## WHAT THE TASK ASKS
Show every line of the records below that contains the word "object".

## DATA SUPPLIED
PR #763, opened 2022-11-14
preserve id_token and profile even if no openid is in scope of refresh request

### LINKED ISSUE #754: signinSilent using refresh token clears profile info
I have a question.

1. I call signinPopup and log in.
2. User is stored in localStorage with id_token, access_token, refresh_token as well as decoded user info from id_token stored as a profile object.
3. Call signinSilent.
4. oidc-client-ts exchanges the refresh_token for a new access_token and a new refresh_token.
5. localStorage is updated with a new refresh_token and access_token, but the profile object is now empty _(id_token was unchanged)_.

Is that supposed to happen and am I doing something wrong?

Thank you.

pamapa:
… 

Closes/fixes #754

### Checklist


src/ResponseValidator.ts
```diff
@@ -94,20 +94,18 @@ export class ResponseValidator {
...
-                this._validateIdTokenAttributes(response, state.id_token);
-                logger.debug("ID Token validated");
-            }
-            else {
-                // if there's no id_token on the response, copy over id_token from original request
-                response.id_token = state.id_token;
-                // and decoded part too
-                response.profile = state.profile;
-            }
+        if (response.id_token) {
```
longsleep, line 97: I am wondering if that change goes a bit too far as it now tries to parse id_token even if it is not OpenID connect. Probably an esoteric use case, but maybe it is clearer to only change the reuse id_token case and still require the request to have the scope when actually trying parse the response token.

pamapa: i have adapted the code accordingly. I only check for `response.isOpenId` before `_validateIdTokenAttributes` and `_processClaims`, as we do so in all other places within that file. `_validateIdTokenAttributes` handles the non case directly, where `_processClaims` goes over profile, which is only set when isOpenId was true.

src/ResponseValidator.ts
```diff
@@ -95,20 +95,18 @@ export class ResponseValidator {
...
-                this._validateIdTokenAttributes(response, state.id_token);
-                logger.debug("ID Token validated");
-            }
-            else {
-                // if there's no id_token on the response, copy over id_token from original request
-                response.id_token = state.id_token;
-                // and decoded part too
-                response.profile = state.profile;
-            }
+            this._validateIdTokenAttributes(response, state.id_token);
```
longsleep, line 98: I think this still needs to be wrapped with check if there actually is `response.id_token` to avoid throwing in https://github.com/authts/oidc-client-ts/blob/46fe10b1fe78f10d7764e900f19e98eed704d767/src/ResponseValidator.ts#L263

longsleep (changes requested):

pamapa:
@longsleep would be cool if you can have a look at it again, i have fixed what you requested...

longsleep (approved):
LGTM now :+1:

## PROBLEM SOLUTION
2. User is stored in localStorage with id_token, access_token, refresh_token as well as decoded user info from id_token stored as a profile object.
5. localStorage is updated with a new refresh_token and access_token, but the profile object is now empty _(id_token was unchanged)_.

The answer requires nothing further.